Please find the lines in the entries below that contain the word "other", and copy each one.

Collection entries
◇ ◇ ◇ ◇ ◇ ◇ ◇
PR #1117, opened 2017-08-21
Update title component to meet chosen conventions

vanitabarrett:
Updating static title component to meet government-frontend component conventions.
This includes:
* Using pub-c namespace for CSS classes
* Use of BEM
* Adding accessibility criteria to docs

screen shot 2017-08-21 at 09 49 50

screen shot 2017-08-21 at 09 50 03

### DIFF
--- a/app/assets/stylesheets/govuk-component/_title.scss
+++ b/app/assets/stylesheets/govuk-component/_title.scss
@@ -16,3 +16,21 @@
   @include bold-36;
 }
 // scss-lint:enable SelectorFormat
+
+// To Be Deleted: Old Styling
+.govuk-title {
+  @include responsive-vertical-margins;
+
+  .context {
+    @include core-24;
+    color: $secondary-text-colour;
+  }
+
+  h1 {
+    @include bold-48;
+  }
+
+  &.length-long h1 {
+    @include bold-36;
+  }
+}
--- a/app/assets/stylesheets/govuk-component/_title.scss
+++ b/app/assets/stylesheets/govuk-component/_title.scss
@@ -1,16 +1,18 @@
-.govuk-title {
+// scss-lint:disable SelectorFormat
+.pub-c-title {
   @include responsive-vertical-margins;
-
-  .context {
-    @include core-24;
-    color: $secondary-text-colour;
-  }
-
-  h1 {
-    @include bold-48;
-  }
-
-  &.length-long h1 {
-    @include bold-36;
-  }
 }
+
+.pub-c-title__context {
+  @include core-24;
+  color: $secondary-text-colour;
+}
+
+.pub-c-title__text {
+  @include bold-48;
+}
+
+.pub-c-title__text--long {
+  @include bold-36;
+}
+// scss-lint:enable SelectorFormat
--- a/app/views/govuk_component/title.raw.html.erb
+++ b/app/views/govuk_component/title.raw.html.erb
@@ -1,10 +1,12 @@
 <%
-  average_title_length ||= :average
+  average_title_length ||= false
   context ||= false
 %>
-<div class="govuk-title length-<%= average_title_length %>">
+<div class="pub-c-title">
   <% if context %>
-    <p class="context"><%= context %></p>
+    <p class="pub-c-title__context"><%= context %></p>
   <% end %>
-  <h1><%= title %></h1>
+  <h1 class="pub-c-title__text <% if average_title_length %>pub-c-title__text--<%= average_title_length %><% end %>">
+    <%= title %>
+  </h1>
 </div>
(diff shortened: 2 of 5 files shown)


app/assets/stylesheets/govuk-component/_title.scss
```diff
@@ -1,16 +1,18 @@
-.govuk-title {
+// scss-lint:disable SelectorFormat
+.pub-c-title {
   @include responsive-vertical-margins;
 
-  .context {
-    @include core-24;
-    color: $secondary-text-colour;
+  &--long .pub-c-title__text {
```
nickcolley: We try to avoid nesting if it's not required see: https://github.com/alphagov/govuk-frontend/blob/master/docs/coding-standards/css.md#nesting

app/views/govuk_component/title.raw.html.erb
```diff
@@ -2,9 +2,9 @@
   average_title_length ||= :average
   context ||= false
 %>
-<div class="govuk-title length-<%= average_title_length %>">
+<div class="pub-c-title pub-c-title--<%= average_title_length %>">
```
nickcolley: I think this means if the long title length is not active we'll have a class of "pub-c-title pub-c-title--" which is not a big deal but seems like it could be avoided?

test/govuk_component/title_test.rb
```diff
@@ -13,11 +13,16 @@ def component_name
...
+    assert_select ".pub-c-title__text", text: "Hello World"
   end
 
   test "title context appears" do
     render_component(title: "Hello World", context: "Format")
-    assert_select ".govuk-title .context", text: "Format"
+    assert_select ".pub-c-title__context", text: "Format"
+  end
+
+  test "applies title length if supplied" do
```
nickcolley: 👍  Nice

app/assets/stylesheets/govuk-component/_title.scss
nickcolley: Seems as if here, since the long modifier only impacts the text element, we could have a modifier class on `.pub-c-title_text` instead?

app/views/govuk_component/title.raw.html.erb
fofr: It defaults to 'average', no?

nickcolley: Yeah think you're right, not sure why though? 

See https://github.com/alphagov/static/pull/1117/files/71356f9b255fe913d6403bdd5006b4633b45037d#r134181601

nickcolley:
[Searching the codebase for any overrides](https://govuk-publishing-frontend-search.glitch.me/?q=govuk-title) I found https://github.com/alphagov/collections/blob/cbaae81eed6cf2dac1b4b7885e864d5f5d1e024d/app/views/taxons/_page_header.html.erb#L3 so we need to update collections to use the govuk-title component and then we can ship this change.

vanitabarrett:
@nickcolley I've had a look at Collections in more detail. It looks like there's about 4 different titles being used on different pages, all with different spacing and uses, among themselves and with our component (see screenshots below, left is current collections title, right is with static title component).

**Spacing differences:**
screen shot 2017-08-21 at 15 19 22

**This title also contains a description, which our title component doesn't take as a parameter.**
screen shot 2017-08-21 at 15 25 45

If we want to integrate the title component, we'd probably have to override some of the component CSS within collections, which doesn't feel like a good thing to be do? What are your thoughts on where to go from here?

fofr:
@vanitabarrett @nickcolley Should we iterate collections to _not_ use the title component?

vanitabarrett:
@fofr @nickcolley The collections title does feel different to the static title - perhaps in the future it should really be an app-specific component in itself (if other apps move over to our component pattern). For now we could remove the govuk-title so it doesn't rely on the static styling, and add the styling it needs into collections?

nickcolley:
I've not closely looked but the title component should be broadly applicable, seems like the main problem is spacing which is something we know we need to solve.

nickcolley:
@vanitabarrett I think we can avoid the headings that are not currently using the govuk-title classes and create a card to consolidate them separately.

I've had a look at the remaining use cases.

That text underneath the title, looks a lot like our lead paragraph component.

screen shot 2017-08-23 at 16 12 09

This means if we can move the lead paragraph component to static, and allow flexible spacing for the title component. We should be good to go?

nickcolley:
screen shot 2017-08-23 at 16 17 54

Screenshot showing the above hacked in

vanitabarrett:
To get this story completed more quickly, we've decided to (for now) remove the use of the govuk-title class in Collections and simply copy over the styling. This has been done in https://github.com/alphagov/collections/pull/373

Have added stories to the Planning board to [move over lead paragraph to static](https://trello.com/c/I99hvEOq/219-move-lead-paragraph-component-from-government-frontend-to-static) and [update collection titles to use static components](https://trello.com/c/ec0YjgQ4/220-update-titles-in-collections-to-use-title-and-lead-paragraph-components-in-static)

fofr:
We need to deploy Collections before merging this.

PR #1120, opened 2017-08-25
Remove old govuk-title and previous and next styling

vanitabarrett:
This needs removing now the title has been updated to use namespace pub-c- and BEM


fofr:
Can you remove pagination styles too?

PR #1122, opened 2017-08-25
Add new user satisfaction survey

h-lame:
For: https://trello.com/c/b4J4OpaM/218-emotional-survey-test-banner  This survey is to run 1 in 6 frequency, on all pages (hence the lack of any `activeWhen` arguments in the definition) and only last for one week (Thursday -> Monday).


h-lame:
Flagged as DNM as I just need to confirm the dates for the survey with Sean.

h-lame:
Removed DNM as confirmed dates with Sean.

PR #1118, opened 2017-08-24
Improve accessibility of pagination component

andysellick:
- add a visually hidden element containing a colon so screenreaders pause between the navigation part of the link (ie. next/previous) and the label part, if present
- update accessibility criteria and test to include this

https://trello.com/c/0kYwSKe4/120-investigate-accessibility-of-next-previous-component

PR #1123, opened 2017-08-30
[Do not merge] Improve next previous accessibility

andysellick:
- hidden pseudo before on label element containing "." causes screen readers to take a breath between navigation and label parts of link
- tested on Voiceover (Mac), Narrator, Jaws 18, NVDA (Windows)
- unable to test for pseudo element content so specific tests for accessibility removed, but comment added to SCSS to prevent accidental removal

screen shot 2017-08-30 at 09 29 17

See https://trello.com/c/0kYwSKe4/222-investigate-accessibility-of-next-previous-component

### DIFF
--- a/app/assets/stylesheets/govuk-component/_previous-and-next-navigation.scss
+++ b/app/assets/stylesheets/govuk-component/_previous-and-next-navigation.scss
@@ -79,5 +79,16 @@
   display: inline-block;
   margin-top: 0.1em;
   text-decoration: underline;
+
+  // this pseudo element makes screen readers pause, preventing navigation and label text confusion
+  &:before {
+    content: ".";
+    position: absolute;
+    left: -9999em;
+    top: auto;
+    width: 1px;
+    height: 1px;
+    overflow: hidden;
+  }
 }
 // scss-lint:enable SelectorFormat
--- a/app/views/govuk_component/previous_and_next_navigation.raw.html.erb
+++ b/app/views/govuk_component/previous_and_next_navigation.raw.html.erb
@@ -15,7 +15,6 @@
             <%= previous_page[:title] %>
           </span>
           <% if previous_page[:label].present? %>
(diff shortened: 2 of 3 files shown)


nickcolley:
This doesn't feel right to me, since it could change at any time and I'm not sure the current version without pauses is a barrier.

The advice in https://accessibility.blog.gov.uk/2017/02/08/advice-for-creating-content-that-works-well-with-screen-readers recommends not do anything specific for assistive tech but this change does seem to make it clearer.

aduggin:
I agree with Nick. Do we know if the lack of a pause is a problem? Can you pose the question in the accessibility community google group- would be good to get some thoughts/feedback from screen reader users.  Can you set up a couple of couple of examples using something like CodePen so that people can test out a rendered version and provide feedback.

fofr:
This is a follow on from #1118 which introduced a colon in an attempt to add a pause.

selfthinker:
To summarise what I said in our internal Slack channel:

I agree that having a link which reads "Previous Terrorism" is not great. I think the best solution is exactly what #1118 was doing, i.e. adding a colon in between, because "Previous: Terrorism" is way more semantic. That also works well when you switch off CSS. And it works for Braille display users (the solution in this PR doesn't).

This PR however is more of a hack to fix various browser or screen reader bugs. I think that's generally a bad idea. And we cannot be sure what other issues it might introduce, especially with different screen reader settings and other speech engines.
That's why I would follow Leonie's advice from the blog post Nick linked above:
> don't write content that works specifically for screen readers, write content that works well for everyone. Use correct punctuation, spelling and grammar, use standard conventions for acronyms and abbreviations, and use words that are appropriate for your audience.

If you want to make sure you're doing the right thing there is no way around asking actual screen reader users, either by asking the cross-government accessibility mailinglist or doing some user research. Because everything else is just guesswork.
◇ ◇ ◇ ◇ ◇ ◇ ◇
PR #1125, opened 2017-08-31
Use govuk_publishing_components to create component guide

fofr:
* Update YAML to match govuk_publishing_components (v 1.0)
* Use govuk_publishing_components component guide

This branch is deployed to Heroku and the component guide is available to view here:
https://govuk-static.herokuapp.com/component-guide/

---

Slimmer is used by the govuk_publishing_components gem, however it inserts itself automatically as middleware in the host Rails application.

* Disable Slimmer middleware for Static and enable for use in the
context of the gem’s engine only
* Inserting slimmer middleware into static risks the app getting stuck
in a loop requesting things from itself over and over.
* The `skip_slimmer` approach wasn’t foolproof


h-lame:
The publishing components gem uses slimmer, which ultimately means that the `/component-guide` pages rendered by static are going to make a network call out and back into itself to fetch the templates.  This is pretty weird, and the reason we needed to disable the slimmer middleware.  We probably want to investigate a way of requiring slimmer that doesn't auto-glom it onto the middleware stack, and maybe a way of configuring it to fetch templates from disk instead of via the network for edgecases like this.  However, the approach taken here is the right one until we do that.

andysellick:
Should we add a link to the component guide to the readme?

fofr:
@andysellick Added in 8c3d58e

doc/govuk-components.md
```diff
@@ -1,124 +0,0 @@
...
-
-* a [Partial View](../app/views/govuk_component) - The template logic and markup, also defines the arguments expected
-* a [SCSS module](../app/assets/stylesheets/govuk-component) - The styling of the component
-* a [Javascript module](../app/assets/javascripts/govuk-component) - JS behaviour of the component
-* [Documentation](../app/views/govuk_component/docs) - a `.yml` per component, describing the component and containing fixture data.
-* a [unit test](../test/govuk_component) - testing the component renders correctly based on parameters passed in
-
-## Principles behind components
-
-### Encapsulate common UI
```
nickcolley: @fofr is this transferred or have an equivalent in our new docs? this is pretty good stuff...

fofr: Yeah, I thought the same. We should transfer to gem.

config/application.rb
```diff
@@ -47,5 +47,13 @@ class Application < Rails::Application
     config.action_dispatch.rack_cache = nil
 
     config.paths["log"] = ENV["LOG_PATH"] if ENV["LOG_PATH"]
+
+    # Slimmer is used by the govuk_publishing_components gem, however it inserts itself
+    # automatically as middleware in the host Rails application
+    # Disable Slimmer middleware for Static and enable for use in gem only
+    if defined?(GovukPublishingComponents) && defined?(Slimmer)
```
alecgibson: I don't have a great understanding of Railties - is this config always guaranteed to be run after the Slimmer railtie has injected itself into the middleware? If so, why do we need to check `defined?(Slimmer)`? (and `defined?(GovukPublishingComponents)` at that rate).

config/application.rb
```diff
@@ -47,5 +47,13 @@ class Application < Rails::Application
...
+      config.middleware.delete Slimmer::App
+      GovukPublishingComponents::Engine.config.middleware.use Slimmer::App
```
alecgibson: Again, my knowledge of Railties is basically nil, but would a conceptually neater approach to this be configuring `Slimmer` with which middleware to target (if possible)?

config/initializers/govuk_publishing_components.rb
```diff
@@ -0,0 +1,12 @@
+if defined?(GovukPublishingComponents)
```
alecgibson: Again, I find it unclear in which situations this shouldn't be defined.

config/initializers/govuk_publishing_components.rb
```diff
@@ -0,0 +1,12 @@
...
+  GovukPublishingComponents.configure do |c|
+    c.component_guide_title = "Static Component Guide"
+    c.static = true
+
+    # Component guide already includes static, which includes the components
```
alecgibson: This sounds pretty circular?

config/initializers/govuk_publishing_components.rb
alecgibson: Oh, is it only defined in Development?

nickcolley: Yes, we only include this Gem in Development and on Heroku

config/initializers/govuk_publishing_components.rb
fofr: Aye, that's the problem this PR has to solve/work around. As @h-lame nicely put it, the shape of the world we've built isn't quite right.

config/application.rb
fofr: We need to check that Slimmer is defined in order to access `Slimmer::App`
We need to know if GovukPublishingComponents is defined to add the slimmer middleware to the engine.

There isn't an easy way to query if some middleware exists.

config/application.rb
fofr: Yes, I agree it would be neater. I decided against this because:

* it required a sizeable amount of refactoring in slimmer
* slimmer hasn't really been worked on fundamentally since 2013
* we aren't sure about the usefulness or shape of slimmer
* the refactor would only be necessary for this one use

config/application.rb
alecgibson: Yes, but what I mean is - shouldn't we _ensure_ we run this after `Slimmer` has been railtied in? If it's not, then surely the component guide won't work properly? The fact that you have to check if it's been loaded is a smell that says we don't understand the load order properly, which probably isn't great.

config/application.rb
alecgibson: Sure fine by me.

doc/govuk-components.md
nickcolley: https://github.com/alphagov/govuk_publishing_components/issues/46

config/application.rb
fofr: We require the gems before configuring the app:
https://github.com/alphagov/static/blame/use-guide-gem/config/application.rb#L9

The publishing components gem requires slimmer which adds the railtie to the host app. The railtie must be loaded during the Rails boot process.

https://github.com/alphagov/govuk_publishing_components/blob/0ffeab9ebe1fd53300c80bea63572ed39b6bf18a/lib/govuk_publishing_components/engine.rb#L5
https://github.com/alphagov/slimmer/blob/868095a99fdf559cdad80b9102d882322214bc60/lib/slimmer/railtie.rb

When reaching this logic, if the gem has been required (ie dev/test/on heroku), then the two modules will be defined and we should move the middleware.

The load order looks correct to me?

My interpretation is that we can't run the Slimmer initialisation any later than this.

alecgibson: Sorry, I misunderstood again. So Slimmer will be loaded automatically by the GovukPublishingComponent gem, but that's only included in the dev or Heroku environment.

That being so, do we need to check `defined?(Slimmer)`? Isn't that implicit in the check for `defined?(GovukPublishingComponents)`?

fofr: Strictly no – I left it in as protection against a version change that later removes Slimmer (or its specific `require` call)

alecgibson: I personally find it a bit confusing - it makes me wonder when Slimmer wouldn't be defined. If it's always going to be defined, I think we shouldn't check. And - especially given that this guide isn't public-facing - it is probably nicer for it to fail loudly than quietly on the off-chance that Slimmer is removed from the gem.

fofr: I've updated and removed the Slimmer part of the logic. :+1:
◇ ◇ ◇ ◇ ◇ ◇ ◇
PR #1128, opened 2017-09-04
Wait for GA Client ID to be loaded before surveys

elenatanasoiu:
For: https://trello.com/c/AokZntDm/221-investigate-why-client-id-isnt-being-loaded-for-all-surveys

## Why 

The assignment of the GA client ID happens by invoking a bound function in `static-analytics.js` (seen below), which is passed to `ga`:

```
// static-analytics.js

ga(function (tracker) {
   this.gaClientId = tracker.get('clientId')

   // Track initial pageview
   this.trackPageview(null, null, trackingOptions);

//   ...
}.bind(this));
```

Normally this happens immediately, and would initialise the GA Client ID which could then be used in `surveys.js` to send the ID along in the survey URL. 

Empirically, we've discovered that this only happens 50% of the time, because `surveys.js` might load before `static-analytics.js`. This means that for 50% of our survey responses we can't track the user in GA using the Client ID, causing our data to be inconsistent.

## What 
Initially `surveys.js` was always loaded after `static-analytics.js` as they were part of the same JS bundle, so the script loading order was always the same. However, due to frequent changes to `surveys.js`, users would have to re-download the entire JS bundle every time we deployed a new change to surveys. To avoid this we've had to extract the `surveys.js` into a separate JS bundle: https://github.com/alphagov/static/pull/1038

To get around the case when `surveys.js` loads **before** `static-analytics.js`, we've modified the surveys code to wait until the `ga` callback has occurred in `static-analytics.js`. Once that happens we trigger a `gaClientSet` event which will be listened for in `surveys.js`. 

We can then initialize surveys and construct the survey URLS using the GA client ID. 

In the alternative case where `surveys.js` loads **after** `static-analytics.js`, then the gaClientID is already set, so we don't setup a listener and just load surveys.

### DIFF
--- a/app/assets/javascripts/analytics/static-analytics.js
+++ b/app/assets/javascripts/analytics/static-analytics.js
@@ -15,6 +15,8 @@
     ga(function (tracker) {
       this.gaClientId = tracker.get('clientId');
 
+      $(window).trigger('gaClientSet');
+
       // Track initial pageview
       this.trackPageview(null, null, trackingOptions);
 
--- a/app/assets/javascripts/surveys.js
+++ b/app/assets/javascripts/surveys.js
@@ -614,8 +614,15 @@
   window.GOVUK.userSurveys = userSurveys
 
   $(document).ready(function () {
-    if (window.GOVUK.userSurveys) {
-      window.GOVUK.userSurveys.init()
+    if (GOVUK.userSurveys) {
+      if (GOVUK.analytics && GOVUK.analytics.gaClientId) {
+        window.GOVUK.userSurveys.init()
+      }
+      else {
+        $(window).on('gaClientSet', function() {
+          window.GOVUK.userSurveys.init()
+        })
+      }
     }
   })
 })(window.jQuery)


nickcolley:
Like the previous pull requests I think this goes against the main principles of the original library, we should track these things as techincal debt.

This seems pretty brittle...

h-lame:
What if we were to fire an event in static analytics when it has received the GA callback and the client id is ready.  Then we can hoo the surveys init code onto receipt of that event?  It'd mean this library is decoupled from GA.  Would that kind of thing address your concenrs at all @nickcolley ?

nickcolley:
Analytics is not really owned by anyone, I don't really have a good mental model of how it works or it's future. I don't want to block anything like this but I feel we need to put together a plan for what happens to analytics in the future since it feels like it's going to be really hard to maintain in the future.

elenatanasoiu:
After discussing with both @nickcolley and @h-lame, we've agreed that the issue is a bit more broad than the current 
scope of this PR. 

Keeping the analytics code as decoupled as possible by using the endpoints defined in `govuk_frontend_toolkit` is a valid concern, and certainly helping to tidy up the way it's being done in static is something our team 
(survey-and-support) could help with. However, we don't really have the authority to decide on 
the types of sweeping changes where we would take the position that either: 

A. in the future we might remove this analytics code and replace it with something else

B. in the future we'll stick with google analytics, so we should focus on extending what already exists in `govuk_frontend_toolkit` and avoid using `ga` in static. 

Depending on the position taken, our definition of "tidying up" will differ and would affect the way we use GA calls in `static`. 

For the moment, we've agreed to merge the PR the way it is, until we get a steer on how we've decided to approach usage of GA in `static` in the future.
◇ ◇ ◇ ◇ ◇ ◇ ◇
**THE ANSWER**:
@fofr @nickcolley The collections title does feel different to the static title - perhaps in the future it should really be an app-specific component in itself (if other apps move over to our component pattern). For now we could remove the govuk-title so it doesn't rely on the static styling, and add the styling it needs into collections?
This PR however is more of a hack to fix various browser or screen reader bugs. I think that's generally a bad idea. And we cannot be sure what other issues it might introduce, especially with different screen reader settings and other speech engines.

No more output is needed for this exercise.